Along this line of thought was the discussion with the students about “formula wines” in California. “Formula wines” are wines that have flavoring added to them. Although this is an extremely small portion of our industry, it is technically possible to do this. Most commonly we see chocolate flavoring added to after-dinner wines. These types of additions are strictly forbidden in France.
My point was that having these types of “innovations” sometimes lead to new products. This in turn may help utilize excess wine on the bulk market, thus helping all vineyards in California by producing more demand for grapes, keeping pricing from getting too low, etc. The conversation got deeper into the wine industry than I had planned including comments that even having wine aged in new oak barrels can be considered adding flavor. To which I added that even blending different varieties of wine together is altering the flavor.
For me, the interesting aspect of this was that such a minor part of California’s wine industry, the addition of flavors, should spark such an interesting discussion. In California, it wouldn’t generate a one-sentence opinion. But the concern in France seems to be more on purity of character and terroir, and California’s is based more upon market and the consumers’ needs.
We finished up our discussions with a sampling of our 2008 Signature Malbec. Maggie and I tried our best to draw out opinions on the wine (by harshly but honestly critiquing the wine ourselves). The wine wasn’t meant to test their palates, but it was instead meant to have them practice talking about wines (good and bad) in English. This hits very close to home for me since I had to learn the same skill, to critique wines in French, over the last two months. It’s not as easy as it sounds.
Ironically, it became more of a discussion about style and terroir. Given the students’ reluctance to talk mixed with a gentile politeness, one comment finally surfaced, “Is this Malbec?” A very appropriate comment indeed! The fact is that California Malbec is not Cahors Malbec. California Malbecs are soft and round with lower acids (to generalize), but Malbecs from Cahors are more tannic and higher in acid with more power. And then we delved into styles and aspects of different markets and what could and would sell. Then to wine clubs (which are almost non-existent in France), and purchasing patterns of the French and more.
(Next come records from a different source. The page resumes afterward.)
PR #4406, opened 2023-03-23
Add configuration and helper function to run multiprocessing or ray

QRemy:
Add support for multiprocessing with ray and add global configuration options

### DIFF
--- a/gammapy/estimators/core.py
+++ b/gammapy/estimators/core.py
@@ -4,7 +4,6 @@ import inspect
 from copy import deepcopy
 import numpy as np
 from astropy import units as u
-import gammapy.utils.parallel as parallel
 from gammapy.maps import MapAxis
 from gammapy.modeling.models import ModelBase
 
@@ -24,17 +23,6 @@ class Estimator(abc.ABC):
     @abc.abstractmethod
     def run(self, datasets):
         pass
-
-    @property
-    def n_jobs(self):
-        if self._n_jobs is None:
-            return parallel.N_PROCESSES
-        else:
-            return self._n_jobs
-
-    @n_jobs.setter
-    def n_jobs(self, value):
-        self._n_jobs = value
 
     @property
     def selection_optional(self):
--- a/gammapy/estimators/core.py
+++ b/gammapy/estimators/core.py
@@ -4,6 +4,7 @@ import inspect
 from copy import deepcopy
 import numpy as np
 from astropy import units as u
+import gammapy.utils.parallel as parallel
 from gammapy.maps import MapAxis
 from gammapy.modeling.models import ModelBase
 
@@ -23,6 +24,17 @@ class Estimator(abc.ABC):
     @abc.abstractmethod
     def run(self, datasets):
         pass
+
+    @property
+    def n_jobs(self):
+        if self._n_jobs is None:
+            return parallel.N_PROCESSES
+        else:
+            return self._n_jobs
+
+    @n_jobs.setter
+    def n_jobs(self, value):
+        self._n_jobs = value
 
     @property
     def selection_optional(self):
--- a/gammapy/estimators/points/lightcurve.py
+++ b/gammapy/estimators/points/lightcurve.py
@@ -128,19 +128,20 @@ class LightCurveEstimator(FluxPointsEstimator):
 
             valid_intervals.append([t_min, t_max])
 
-            if self.n_jobs is None or self.n_jobs == 1:
+            if self.n_jobs == 1:
                 fp = self.estimate_time_bin_flux(datasets_to_fit, dataset_names)
                 rows.append(fp)
             else:
                 parallel_datasets.append(datasets_to_fit)
 
-        if self.n_jobs is not None and self.n_jobs > 1:
+        if self.n_jobs > 1:
             rows = parallel.run_multiprocessing(
                 self.estimate_time_bin_flux,
                 zip(
                     parallel_datasets,
                     repeat(dataset_names),
                 ),
+                backend=self.parallel_backend,
                 pool_kwargs=dict(processes=self.n_jobs),
                 task_name="Time intervals",
             )
--- a/gammapy/estimators/points/lightcurve.py
+++ b/gammapy/estimators/points/lightcurve.py
@@ -79,10 +79,10 @@ class LightCurveEstimator(FluxPointsEstimator):
 
     tag = "LightCurveEstimator"
 
-    def __init__(self, time_intervals=None, atol="1e-6 s", n_jobs=1, **kwargs):
+    def __init__(self, time_intervals=None, atol="1e-6 s", **kwargs):
         self.time_intervals = time_intervals
         self.atol = u.Quantity(atol)
-        self.n_jobs = n_jobs
+
         super().__init__(**kwargs)
 
     def run(self, datasets):
@@ -128,13 +128,13 @@ class LightCurveEstimator(FluxPointsEstimator):
 
             valid_intervals.append([t_min, t_max])
 
-            if self.n_jobs == 1:
+            if self.n_jobs is None or self.n_jobs == 1:
                 fp = self.estimate_time_bin_flux(datasets_to_fit, dataset_names)
                 rows.append(fp)
             else:
                 parallel_datasets.append(datasets_to_fit)
 
-        if self.n_jobs > 1:
+        if self.n_jobs is not None and self.n_jobs > 1:
             rows = parallel.run_multiprocessing(
                 self.estimate_time_bin_flux,
                 zip(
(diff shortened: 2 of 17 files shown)


gammapy/utils/pbar.py
```diff
@@ -38,7 +38,6 @@ def progress_bar(iterable, desc=None):
     return tqdm(
         iterable_to_list,
         total=total,
-        mininterval=0,
```
QRemy, line 41: because without this line the tsmap_estimator benchmark is twice faster

gammapy/estimators/points/lightcurve.py
```diff
@@ -133,14 +135,15 @@ def run(self, datasets):
...
         if self.n_jobs > 1:
-            with Pool(processes=self.n_jobs) as pool:
-                rows = pool.starmap(
-                    self.estimate_time_bin_flux,
-                    zip(
-                        parallel_datasets,
-                        repeat(dataset_names),
-                    ),
-                )
+            rows = parallel.run_multiprocessing(
```
registerrier, line 138: Maybe the lightcurve multiprocessing could be tested as well?

gammapy/makers/reduce.py
```diff
@@ -58,12 +58,23 @@ def __init__(
                 self._apply_cutout = False
             else:
                 self.cutout_width = 2 * self.offset_max
-        self.n_jobs = n_jobs
+        self._n_jobs = n_jobs
```
registerrier, line 61: Maybe rely on the `setter` rather than set the internal variable. This way the setter will be tested.

gammapy/utils/parallel.py
```diff
@@ -0,0 +1,89 @@
...
+    inputs,
+    backend=None,
+    pool_kwargs=None,
+    method="starmap",
+    method_kwargs=None,
+    task_name="",
+):
+    """Run function in a loop or in parralel"""
+
+    if method not in ["starmap", "apply_async"]:
```
registerrier, line 42: Maybe add a test for the incorrect method.

gammapy/utils/parallel.py
```diff
@@ -0,0 +1,89 @@
...
+        raise ValueError("Invalid multiprocessing method")
+
+    multiprocessing = get_multiprocessing(backend)
+    if method_kwargs is None:
+        method_kwargs = {}
+    if pool_kwargs is None:
+        pool_kwargs = {}
+    pool_kwargs.setdefault("processes", N_PROCESSES)
+    if backend == "ray":
+        pool_kwargs.setdefault("ray_adress", "auto")
```
registerrier, line 52: is it the correct argument name? 
Maybe add a test here as well.

gammapy/utils/parallel.py
```diff
@@ -0,0 +1,89 @@
...
+            return run_pool(pool, func, inputs, method, method_kwargs, task_name)
+
+
+def run_loop(func, inputs, method_kwargs=None, task_name=""):
+    """Loop over inputs an run function"""
+
+    results = []
+    for arguments in progress_bar(inputs, desc=task_name):
+        output = func(*arguments)
+        if "callback" in method_kwargs:
```
registerrier, line 70: Maybe add a test here?

registerrier (commented):
Thanks @QRemy. This looks really nice. I have left some inline comments.

gammapy/makers/reduce.py
QRemy, line 61:
```suggestion
        self.n_jobs = n_jobs
```

gammapy/utils/parallel.py
QRemy: done

gammapy/makers/reduce.py
```diff
@@ -156,24 +167,20 @@ def run(self, dataset, observations, datasets=None):
...
-                            obs,
-                        ),
-                        callback=self.callback,
-                        error_callback=self.error_callback,
-                    )
-                    results.append(result)
-                # wait async run is done
-                [result.wait() for result in results]
+            log.info("Using {} jobs.".format(n_jobs))
+            parallel.run_multiprocessing(
```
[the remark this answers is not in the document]
QRemy: yes simplified

gammapy/estimators/points/lightcurve.py
QRemy: fixed, the n_jobs argument was not set correctly

gammapy/utils/parallel.py
QRemy: corrected the argument
not sure how I can add a test for that

gammapy/utils/parallel.py
QRemy: for now it is tested only with the DatasetsMaker

registerrier (commented):
Thanks @QRemy. 

I have a last comment. To avoid introducing a `n_job` property on all `Estimator` maybe create a Mixin class that will simply provide the `n_job` setter and getter. It can then be also used in `DatasetMaker`.
You might even add a multiprocessing_backend setter and getter.

gammapy/estimators/core.py
```diff
@@ -24,6 +25,17 @@ def tag(self):
...
+    @property
+    def n_jobs(self):
+        if self._n_jobs is None:
+            return parallel.N_PROCESSES
+        else:
+            return self._n_jobs
+
+    @n_jobs.setter
+    def n_jobs(self, value):
+        self._n_jobs = value
```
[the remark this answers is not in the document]
QRemy: i think it need to be done in the property in case `parallel.N_PROCESSES changed`

adonath:
@QRemy Please rebase after #4504 and check if the test fail here goes away...Thanks!

QRemy:
> py310-test-alldeps-cov



> @QRemy Please rebase after #4504 and check if the test fail here goes away...Thanks!

Done, the previous fail is solved.
Now py310-test-alldeps-cov run for ever not sure if it is related.

registerrier (approved):
Thanks @QRemy . 

This looks good. It seems there is unstability with ray and the lightcurve calculation. So we should explicitly say that ray support is a only a prototype and is not guaranteed to work.

Shouldn't we add a warning when setting `ray` as a backend? Opinion @adonath ?

registerrier (approved):
Thanks @QRemy . 

This looks good. It seems there is unstability with ray and the lightcurve calculation. So we should explicitly say that ray support is a only a prototype and is not guaranteed to work.

Shouldn't we add a warning when setting `ray` as a backend? Opinion @adonath ?

QRemy:
I added a `warning_prototype` function so it could be re-used, for example in #3047, or if more backends are added.

gammapy/utils/parallel.py
```diff
@@ -0,0 +1,128 @@
...
+
+
+MULTIPROCESSING_BACKEND = "multiprocessing"
+N_PROCESSES = 1
+N_THREADS = 1
+
+
+def warning_prototype(module="ray"):
+    log.warning(
+        "gammapy supports for parallelisation with {module} is still a prototype and is not fully functionnal."
```
QRemy, line 17:
```suggestion
        "gammapy supports for parallelisation with {module} is still a prototype and is not fully functional."
```

gammapy/utils/parallel.py
```diff
@@ -0,0 +1,128 @@
...
+
+
+MULTIPROCESSING_BACKEND = "multiprocessing"
+N_PROCESSES = 1
+N_THREADS = 1
+
+
+def warning_prototype(module="ray"):
+    log.warning(
+        "gammapy supports for parallelisation with {module} is still a prototype and is not fully functional."
```
QRemy, line 17:
```suggestion
        f"gammapy supports for parallelisation with {module} is still a prototype and is not fully functional."
```

gammapy/utils/parallel.py
```diff
@@ -0,0 +1,128 @@
...
+        raise ValueError("Invalid multiprocessing method")
+
+    multiprocessing = get_multiprocessing(backend)
+    if method_kwargs is None:
+        method_kwargs = {}
+    if pool_kwargs is None:
+        pool_kwargs = {}
+    pool_kwargs.setdefault("processes", N_PROCESSES)
+    if backend == "ray":
+        pool_kwargs.setdefault("ray_address", "auto")
```
QRemy, line 84:
```suggestion
    if backend == "ray":
        from ray import is_initialized
        if is_initialized():
            address= "auto"
        else:
            address = None
        pool_kwargs.setdefault("ray_address", "auto")
```

gammapy/utils/parallel.py
```diff
@@ -0,0 +1,133 @@
...
+    if pool_kwargs is None:
+        pool_kwargs = {}
+    pool_kwargs.setdefault("processes", N_PROCESSES)
+    if backend == "ray":
+        from ray import is_initialized
+        if is_initialized():
+            address= "auto"
+        else:
+            address = None
+        pool_kwargs.setdefault("ray_address", "auto")
```
QRemy, line 89:
```suggestion
        pool_kwargs.setdefault("ray_address", address)
```

adonath (approved):
Thanks @QRemy! I have no further comments, I think the mixin is a very elegant solution for now! The remaining issue with the covariance we will fix independently.

registerrier (approved):
Thanks @QRemy. No further comments.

It was a great afternoon for us. I’m sure we learned as much if not more than the students. Our style of marketing, although extremely successful in California, would probably not work in France. What we consider to be the future for small boutique wineries in a competitive market (with sales direct to consumers (like tasting rooms)) may not be the future for France. Our wine industry challenges are not identical to France’s, and the systems are different. But most importantly, we can learn from one another, taking the best aspects of each system and incorporating it into our own.